An Unyielding Grief
Esther 4:1-3
When Mordecai perceived all that was done, Mordecai rent his clothes, and put on sackcloth with ashes…

I. THE SUFFERING CAUSED BY ONE EVIL ACT CANNOT BE ESTIMATED. It was easy for Haman to draw up the instrument of destruction, and for the king to let him affix his signet to it, and then for both to sit down to drink; but very soon through that easily-performed act thousands of families were plunged into an agony of terror and grief. One sin committed lightly may extend widely, and descend to many generations in its disastrous effects. There is no calculating the issues-of evil. The chief enemy to the happiness of men is man, through the evil that is in him. "Man's inhumanity to man makes countless thousands mourn."

II. A RELIGIOUS VIRTUE MAY BE BROUGHT TO SPECIAL SUFFERING BY GIVING OCCASION TO THE MALEVOLENT WRATH OF AN EVIL MIND. We can understand how Mordecai, when he learned the diabolic scheme of revenge which Haman had set on foot, should have been almost unmanned by his horror and grief. Was not the decreed slaughter of all his countrymen the result of his own conduct towards Haman? This thought would bite into his soul. Israel might have been in safety and peace but for him. Of all the griefs awakened by the king's proclamation, Mordecai's would be the greatest. See here -

1. How grief varies in its outward manifestations. To us Mordecai's behaviour may seem wild and unreasonable. But in the East such signs of mourning were the rule, and even amongst Western peoples wailings in times of bereavement are not uncommon. Real sorrow is glad to embrace any outlet that may ease its inward burden. Differences of temperament also, as well as of custom, have much to do with differing expressions of grief.
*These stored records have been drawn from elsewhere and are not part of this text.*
PR #1464, opened 2025-10-21
CAS-2081: use cas3 v2 endpoints

froddd:
# Context

https://dsdmoj.atlassian.net/browse/CAS-2081

# Changes in this PR

This PR enables the use of the new `/cas3/v2` API endpoints via the introduction of the `ENABLE_CAS3V2_API` feature flag.

The codebase was fully migrated to the newer types in order to be run wither with the flag off or on; this means that any entities of 'older' types coming from the non-v2 endpoints (and, in many other cases, even older endpoints) are now cast as the newer types, so everything will continue to work during the transition period.

The approach to this work has largely used the following process:

- Remove usages of older types and replace them with the newer types, as returned by the newer endpoints. This has introduced a lot of casting utilities, which will be removed in a subsequent PR when the migration has been fully deployed.
- Update clients to point to either the 'old' endpoints, or the newer `/cas3/v2` ones. This means the clients may return different types while the feature flag is actionable.
- Update services to cast older types as the newer ones. This includes any `POST` or `PUT` requests for creating/updating entities: the whole codebase now uses the newer request types, too.
- Update controllers and templates to use the newer types/entity structures.

Other than updating types and factories, the E2E and integration tests have been left largely untouched, to ensure the changes are not affecting functionality. Some exceptions to this:

- Reference data for premises and bedspace characteristics has been consolidated and is now based on the actual records available on preprod. This ensures the tests can use consistent data throughout the environments.
- a number of the mock APIs for integration tests now contain 2 versions of each endpoints: one for the `/cas3v2` endpoints, and another for the older ones.

I have tried to avoid making ad-hoc improvements to the implementation itself: some areas may seem like obvious candidates, but as this is a large refactor, it seemed a better idea to touch as little (!) of teh codebase as possible.

Where possible, utilities and conditionals thet enable the codebase to work with or without the feature flag enabled have been preceded with a `// TODO -- ENABLE_CAS3V2_API cleanup` comment -- this may help in determining what parts of the code should be removable once this work is deployed. However, I will also prepare a separate PR containing full removal of all conditionals.

## E2E tests

Both Cypress and PlayWright E2E tests are passing locally with the feature flag set to `false` or `true`.

## Screenshots of UI changes

This PR does not introduce any UI changes.

# Release checklist

## Pre-merge checklist

  (eg. CAS API)

## Post-merge checklist

  release to test
  release to preprod
  release to prod


integration_tests/mockApis/cancellation.ts
```diff
@@ -14,25 +16,52 @@ export default {
...
+  stubCancellationCreate: (args: {
+    premisesId: string
+    bookingId: string
+    cancellation: Cancellation
+  }): SuperAgentRequest =>
     stubFor({
       request: {
-        method: 'GET',
-        url: `/premises/${args.premisesId}/bookings/${args.bookingId}/cancellations/${args.cancellation.id}`,
+        method: 'POST',
```
froddd, line 59: The diff view is a bit out of whack here -- this should map to the old `stubCancellationCreate` above!

integration_tests/tests/temporary-accommodation/manage/bedspace.cy.ts
```diff
@@ -487,21 +492,11 @@ context('Bedspace', () => {
...
-        },
-        {
-          id: '7dd3bac5-3d1c-4acb-b110-b1614b2c95d8',
-          name: 'Shared kitchen',
-          serviceScope: 'temporary-accommodation',
-          modelScope: 'room',
-        },
+      const bedspaceCharacteristics: Array<Cas3BedspaceCharacteristic> = [
+        cas3BedspaceCharacteristicsFactory.byDescription('Ground floor level access'),
+        cas3BedspaceCharacteristicsFactory.byDescription('Shared kitchen'),
```
froddd, line 497: The factory for characteristics now returns more realistic characteristics based on the ones available on preprod at the moment: 'Single bed' didn't actually exist for bedspaces, so it's been swapped with another that does exist.

integration_tests/tests/temporary-accommodation/manage/booking.cy.ts
```diff
@@ -143,8 +142,12 @@ context('Booking', () => {
       expect(requests).to.have.length(1)
       const requestBody = JSON.parse(requests[0].body)
 
-      expect(requestBody.service).equal('temporary-accommodation')
-      expect(requestBody.bedId).equal(bedspace.id)
+      if (Cypress.env('ENABLE_CAS3V2_API') === true) {
```
froddd, line 145: Cypress doesn't like to access `config.flags` when running the integration tests, so instead we have to rely on this extra Cypress environment variable. The Github Actions workflow specifies this as `CYPRESS_ENABLE_CAS3V2_API`. The extra workflow will be fully removed when this is deployed.

server/controllers/temporary-accommodation/manage/bedspacesController.test.ts
```diff
@@ -45,8 +47,13 @@ describe('BedspacesController', () => {
...
   const lostBedId = 'some-lost-bed-id'
 
+  const displayedCharacteristics = [
+    cas3ReferenceDataFactory.build({ description: 'Self-catering' }),
+    cas3ReferenceDataFactory.build({ description: 'Suitable for foo' }),
+  ]
+
   const referenceData = {
-    characteristics: referenceDataFactory.characteristic('room').buildList(5),
+    characteristics: [...displayedCharacteristics, cas3ReferenceDataFactory.build({ description: 'Other' })],
```
froddd, line 56: There are some conditionals used when rendering the radio buttons that filter out the 'Other' option -- this wasn't explicitly tested, so this now covers it. I don't actually think the 'Other' option is shown or rendered anywhere, so it may be possible and/or desirable to set it to `active=false` in the DB?

server/controllers/temporary-accommodation/manage/bedspacesController.test.ts
```diff
@@ -233,39 +240,13 @@ describe('BedspacesController', () => {
...
-    }
 
     const onlineBedspace = cas3BedspaceFactory.build({
       id: bedspaceId,
       status: 'online',
       startDate: '2024-11-23',
-      characteristics: [characteristic1, characteristic2],
+      bedspaceCharacteristics: [characteristic1, characteristic2],
     })
-    const onlineBedspaceSummary: SummaryList = {
```
froddd, line 247: This output is tested in its own utility test suite, so we can simply assert it gets called with the right arguments.

server/controllers/temporary-accommodation/manage/bookingsController.ts
```diff
@@ -207,19 +208,16 @@ export default class BookingsController {
       const { arrivalDate } = DateFormats.dateAndTimeInputsToIsoString(req.body, 'arrivalDate')
       const { departureDate } = DateFormats.dateAndTimeInputsToIsoString(req.body, 'departureDate')
 
-      const bedspace = await this.bedspacesService.getSingleBedspace(callConfig, premisesId, bedspaceId)
```
froddd, line 210: The bedspace wasn't actually used for anything other than its `id`, which we already have as `bedspaceId` from the path params, so we save a call to the API here.

server/controllers/temporary-accommodation/manage/premisesController.test.ts
```diff
@@ -75,42 +86,25 @@ describe('PremisesController', () => {
     })
     ;(extractCallConfig as jest.MockedFn<typeof extractCallConfig>).mockReturnValue(callConfig)
     assessmentService.findAssessment.mockResolvedValue(assessment)
+
+    jest.spyOn(premisesUtils, 'tableRows')
+    jest.spyOn(premisesUtils, 'summaryList')
   })
 
   describe('index', () => {
-    const premisesRow1 = [
```
froddd, line 81: `tableRows` is covered in its own test suite, so no need for this fixture data here.

server/controllers/temporary-accommodation/manage/premisesController.test.ts
```diff
@@ -120,7 +114,7 @@ describe('PremisesController', () => {
         path: '/properties/online',
       })
 
-      premisesService.searchDataAndGenerateTableRows.mockResolvedValue(searchData)
+      premisesService.search.mockResolvedValue(searchData)
```
froddd, line 117: The clients have largely been stripped of any formatting/transforming duties, to make it easier to switch between testing with flag on and off -- these transforms have been moved either to the respective services, or to separate utilities.

server/data/bedspaceClient.test.ts
```diff
@@ -196,4 +205,38 @@ describeClient('BedspaceClient', provider => {
       expect(result).toEqual(bedspace)
     })
   })
+
+  describe('with the ENABLE_CAS3V2_API flag off', () => {
```
froddd: The tests contained in the `with the ENABLE_CAS3V2_API flag off` describe blocks are as close to what the original tests were as possible, to ensure no functionality changes. Unfortunately the diff will show them all as new additions... I have tried to move things around to produce a better diff, but no luck. Soz 🤷‍♂️

server/data/bedspaceClient.ts
```diff
@@ -18,8 +19,15 @@ export default class BedspaceClient {
...
 
   async search(searchParameters: Cas3BedspaceSearchParameters) {
-    return this.restClient.post<Cas3BedspaceSearchResults>({
-      path: paths.bedspaces.search({}),
+    if (!config.flags.enableCas3v2Api) {
+      return this.restClient.post<Cas3BedspaceSearchResults>({
+        path: paths.cas3.bedspaces.search({}),
+        data: searchParameters,
+      })
+    }
```
froddd, line 27: Using a negative conditional here should make removal of the old branches a lot easier. The new world is the default now!

server/paths/api.ts
froddd, line 1: Quite a bit of a refactor here: it was getting difficult to parse which paths were CAS3-namespaced and which ones were not, given a lot of the transitory objects setup for `assessPaths`, `applicationPaths`, etc. I decided to flatten things a fair bit and it did help during development -- with the unfortunate side effect that it makes this diff difficult to parse! I'm hoping the recent update to the client tests, bringing in proper contract testing, will remove any nervousness about the validity of all the paths defined here 🙂

integration_tests/mockApis/extension.ts
```diff
@@ -4,8 +4,63 @@ import type { Extension } from '@approved-premises/api'
 
 import { getMatchingRequests, stubFor } from '.'
 import { bedspaceConflictResponseBody, errorStub } from './utils'
+import paths from '../../server/paths/api'
+import config from '../../server/config'
 
-export default {
+const cas3V2ApiEnabledStubs = {
```
SaintRhys: Minor but should this be `cas3v2ApiEnabledStubs`

server/testutils/factories/cas3Booking.ts
```diff
@@ -0,0 +1,135 @@
...
+}
+
+export default Cas3BookingFactory.define(() => {
+  const originalArrivalDate = faker.date.soon()
+  const arrivalDate = faker.date.soon()
+  const departureDate = faker.date.soon({ days: 84, refDate: arrivalDate })
+  const turnaroundStartDate = faker.date.soon({ days: 1, refDate: departureDate })
+  const effectiveEndDate = faker.date.soon({ days: 5, refDate: departureDate })
+
+  const cancellations = faker.helpers.arrayElements(cancellationFactory.buildList(5))
```
SaintRhys: Could these be using cas3 factories

e2e/tests/stepDefinitions/manage/booking.ts
```diff
@@ -31,7 +31,7 @@ Given('I create a booking with all necessary details', () => {
         crn: person.crn,
       })
 
-      const booking = bookingFactory.provisional().build({
+      const booking = cas3BookingFactory.provisional().build({
```
SaintRhys, line 34: Could the below be cas3 factory for turnaround

server/testutils/factories/cas3Premises.ts
```diff
@@ -65,7 +67,8 @@ export default Cas3PremisesFactory.define(() => ({
   totalOnlineBedspaces: faker.number.int({ min: 1, max: 10 }),
   totalArchivedBedspaces: faker.number.int({ min: 1, max: 5 }),
   totalUpcomingBedspaces: faker.number.int({ min: 1, max: 5 }),
-  characteristics: characteristicFactory.buildList(5),
+  characteristics: undefined as Array<Characteristic>,
```
SaintRhys: Would this be better as an empty array or is it needed as undefined

SaintRhys (commented):
Looking good, some solid changes.

There's a `Booking` in `bookingSearch` (cypress_shared) that could be swapped to `Cas3Booking`

and a couple bits about old factories in new ones.

server/testutils/factories/cas3Booking.ts
froddd: Yes, good spot! They absolutely should, in fact. I'm surprised the typecheck isn't actually picking this up 🤔

server/testutils/factories/cas3Premises.ts
froddd: The new API doesn't return this property at all, so `undefined` is correct (it populates the `premisesCharacteristics` instead). But you make a good point -- it should probably not be set at all, so I'm removing it fully, and also removing the equivalend in the bedspace factory.

e2e/tests/stepDefinitions/manage/booking.ts
froddd: Absolutely, fixed!

integration_tests/mockApis/extension.ts
froddd: Eagle eyes! Thanks 🙂

server/utils/bedspaceUtils.test.ts
```diff
@@ -142,4 +152,308 @@ describe('bedspaceV2Utils', () => {
       })
     })
   })
+
+  describe('summaryList', () => {
```
froddd, line 156: The Summary List-related tests below have been moved from the test suite for the Bedspace Service, where the implementation originally resided.

server/utils/bedspaceUtils.ts
```diff
@@ -133,3 +141,141 @@ export function setDefaultStartDate(userInput: Record<string, unknown>) {
     userInput['startDate-year'] = String(today.getFullYear())
   }
 }
+
+export const summaryList = (bedspace: Cas3Bedspace): SummaryList => {
```
froddd, line 145: These methods have been moved from the Bespace Service.

server/utils/premisesUtils.test.ts
```diff
@@ -218,4 +234,408 @@ describe('premisesUtils', () => {
       expect(isPremiseScheduledToBeArchived(totals)).toBe(true)
     })
   })
+
+  describe('tableRows', () => {
```
froddd, line 238: Tests and implementations moved from the Premises Service.

SaintRhys (dismissed):

AvraamK (dismissed):

SaintRhys (approved):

2. How deep grief kills every sense of danger. Mordecai raised his "loud and bitter cry in the midst of the city," and at length seemed about to enter the king's palace, when he was reminded that sackcloth was not allowed to show itself there. Such conduct was very bold; the king and his favourite were set at nought by it. But it must be attributed to the fearlessness of a profound grief which could not but tell itself forth in spite of consequences.
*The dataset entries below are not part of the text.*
PR #1458, opened 2025-10-17
Show error message when users account is missing staff details

AvraamK:
# Context

Jira: https://dsdmoj.atlassian.net/browse/CAS-1311

# Changes in this PR

Added a new screen that notify users if there is an issue with their account

## Screenshots of UI changes
Screenshot 2025-10-17 at 14 00 18

# Release checklist

[Release process documentation](https://dsdmoj.atlassian.net/wiki/spaces/AP/pages/edit-v2/4247847062?draftShareId=a1c360ab-bd31-4db1-aae3-7cc002761de9).

## Pre-merge checklist

- [ ] Are any changes required to dependent services for this change to work?
  (eg. CAS API)
- [ ] Have they been released to production already?

## Post-merge checklist

- [ ] [Manually approve](https://dsdmoj.atlassian.net/wiki/spaces/AP/pages/4247847062/Release+process#Manual-releases)
  release to test
- [ ] [Manually approve](https://dsdmoj.atlassian.net/wiki/spaces/AP/pages/4247847062/Release+process#Manual-releases)
  release to preprod
- [ ] [Manually approve](https://dsdmoj.atlassian.net/wiki/spaces/AP/pages/4247847062/Release+process#Manual-releases)
  release to prod

PR #1467, opened 2025-10-22
Add error message on users without CAS3 access

AvraamK:
# Context

Jira comment: 
https://dsdmoj.atlassian.net/browse/CAS-1311?focusedCommentId=673308

# Changes in this PR

Swapped the access logic for nDelius and CAS3.
nDelius users without a CAS3 role now see the new "Update your account" page that was first introduced here (merged: https://github.com/ministryofjustice/hmpps-temporary-accommodation-ui/pull/1458 ).
Every other user see the "non authorised" page

Before it was the opposite.

## How to test:

Case 1: Login as a user with nDelius access but without CAS3 access: should see the new "Update your account" page.

Case 2: Login as a user without nDelius or CAS3 access: should see the existing "not authorised" page

## Screenshots of UI changes

updateyouraccount

# Release checklist

## Pre-merge checklist

  (eg. CAS API)

## Post-merge checklist

  release to test
  release to preprod
  release to prod

### DIFF
--- a/cypress_shared/pages/userDetailsRequired.ts
+++ b/cypress_shared/pages/userDetailsRequired.ts
@@ -1,0 +1,7 @@
+import Page from './page'
+
+export default class UserDetailsRequiredPage extends Page {
+  constructor() {
+    super('Update your account details to use this service')
+  }
+}
--- a/integration_tests/tests/landing.cy.ts
+++ b/integration_tests/tests/landing.cy.ts
@@ -1,5 +1,5 @@
 import { ListPage } from '../../cypress_shared/pages/apply'
-import NotAuthorisedPage from '../../cypress_shared/pages/notAuthorised'
+import UserDetailsRequiredPage from '../../cypress_shared/pages/userDetailsRequired'
 import Page from '../../cypress_shared/pages/page'
 import DashboardPage from '../../cypress_shared/pages/temporary-accommodation/dashboardPage'
 import { setupTestUser, setupTestUserWithoutRole } from '../../cypress_shared/utils/setupTestUser'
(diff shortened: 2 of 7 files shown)


froddd (commented):
Looks great code-wise, but the wording on the new page seems wrong for this use case: if we're showing this page to any user who has neither `assessor` nor `referrer` role, should we tell them to ask someone to add the `assessor` role? What if they only need `referrer`?

AvraamK:
> Looks great code-wise, but the wording on the new page seems wrong for this use case: if we're showing this page to any user who has neither `assessor` nor `referrer` role, should we tell them to ask someone to add the `assessor` role? What if they only need `referrer`?

yeah I was thinking about that. But at the same time the most usual cases will be these 2 roles right?
If not then we might need a more neutral message to include all roles(?). Page is supposed to be as static as possible as we don't get more info from BE on what we actually missing, since it is an auth issue.

froddd:
Yeah, maybe a more generic message would work better -- 'ask your line manager or HPT lead to add the relevant role to your account'?

AvraamK:
> Yeah, maybe a more generic message would work better -- 'ask your line manager or HPT lead to add the relevant role to your account'?

hey @froddd  I've just confirmed that PPs get the Referrer role by default so the text we are showing is the correct one!

froddd:
@AvraamK the integration tests say "redirects to the `User Details Required` page if the user is neither a assessor or a referrer". 

If a referrer user has neither the 'referrer' nor the 'assessor' role, they will see a page which tells them to ask their line manager or HPT lead to add the 'assessor' role to their account. This is incorrect: the line manager or HPT lead should only add the 'referrer' role to their account in this case, which is why I suggested the more generic wording.

Either the tests (and implementation?) are incorrect, or the wording is incorrect? In any case, those things don't line up!

AvraamK:
> @AvraamK the integration tests say "redirects to the `User Details Required` page if the user is neither a assessor or a referrer".
> 
> If a referrer user has neither the 'referrer' nor the 'assessor' role, they will see a page which tells them to ask their line manager or HPT lead to add the 'assessor' role to their account. This is incorrect: the line manager or HPT lead should only add the 'referrer' role to their account in this case, which is why I suggested the more generic wording.
> 
> Either the tests (and implementation?) are incorrect, or the wording is incorrect? In any case, those things don't line up!

oh right now I get it! I thought originally we would had only one scenario!
Yeah in that way the neutral wording is the correct way.
Just updated it!

thanks again for spotting this!

froddd (approved):
👍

3. How vain the attempt is to enclose any spot or circle of human life from the inroads of suffering. Esther's elevation to the throne did not make the happiness secure which it brought to herself and Mordecai. Neither did the foolish law that prohibited sackcloth or any sign of mourning from entering the king's gate prevent the intrusion of sorrow into that guarded sanctuary of ease and lust. Many hope to avoid grief by avoiding its signs and scenes, and by surrounding themselves with all that is pleasant and joyous. But the hope is vain. Whatever may be their success or failure, there is one visitor which cannot be warded off. Into every palace and cottage alike death perforce enters, and brings its own solemn gloom. Every human life, however resplendent in worldly attributes, must in the end succumb to that assailant. Happy the soul that possesses the life eternal, God's gift to men in his Son, which swallows up death in victory (1 Corinthians 15:54-57).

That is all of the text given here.